Across the entries below, how many lines include "that"? Give the number and nothing else.

[Collected data entries]
•••••
PR #5140, opened 2026-06-10
Fix run-nag-build-discover nag-build failure in MAPL.esmf_utils.tests

aoloso:
### Description

This PR fixes the failing GitHub Actions job `run-nag-build-discover / nag-build` by addressing a runtime failure in `MAPL.esmf_utils.tests`.

From run `27289225662` (job `80604889462`), the failure occurs in the R4 info retrieval path (`InfoGetR4`) during `MAPL_InfoGetShared`.  
The fix updates `info_get_r4` in `InfoUtilities.F90` to retrieve the value through an R8 temporary and safely cast to R4, avoiding the NAG runtime abort while preserving intended behavior.

## :file_folder:  Modified files

- `infrastructure/esmf/InfoUtilities.F90`

### DIFF
--- a/superstructure/state/API.F90
+++ b/superstructure/state/API.F90
@@ -2,13 +2,14 @@
 module mapl_state_api
 
    use mapl_StateArithmeticParser_mod, only: MAPL_ParserVariablesInExpression => parser_variables_in_expression
-   use mapl_StateArithmeticParser_mod, only: mapl_StateEval
-   use mapl_StateAddMethod_mod, only: mapl_StateAddMethod
-   use mapl_StateDestroy_mod, only: MAPL_StateDestroy
+   use mapl_StateArithmeticParser_mod, only: mapl_StateEval => StateEval
+   use mapl_StateAddMethod_mod, only: mapl_StateAddMethod => StateAddMethod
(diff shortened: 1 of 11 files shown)


superstructure/state/API.F90
```diff
@@ -18,9 +19,10 @@ module mapl_state_api
    public :: mapl_StateAddMethod
    public :: MAPL_StateDestroy
    public :: MAPL_StateGet
+   public :: MAPL_StateSet
    public :: MAPL_StateGetGeom
    public :: MAPL_StateGetPointer
    public :: mapl_StateEval
 
-   public :: StateMask
+   public :: MAPL_StateMask
```
tclune, line 27: This looks like a change to the public interface.   I fear it is used in GOCART.

tclune (commented):
Is there a reason for the one name change?  Have you checked that it does not break GEOS?   (I'll look at CI in a moment.)

tclune (approved):

superstructure/state/API.F90
aoloso: I should build the full GCM then.

tclune: CI does that.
•••••
Result of the task ▸ 2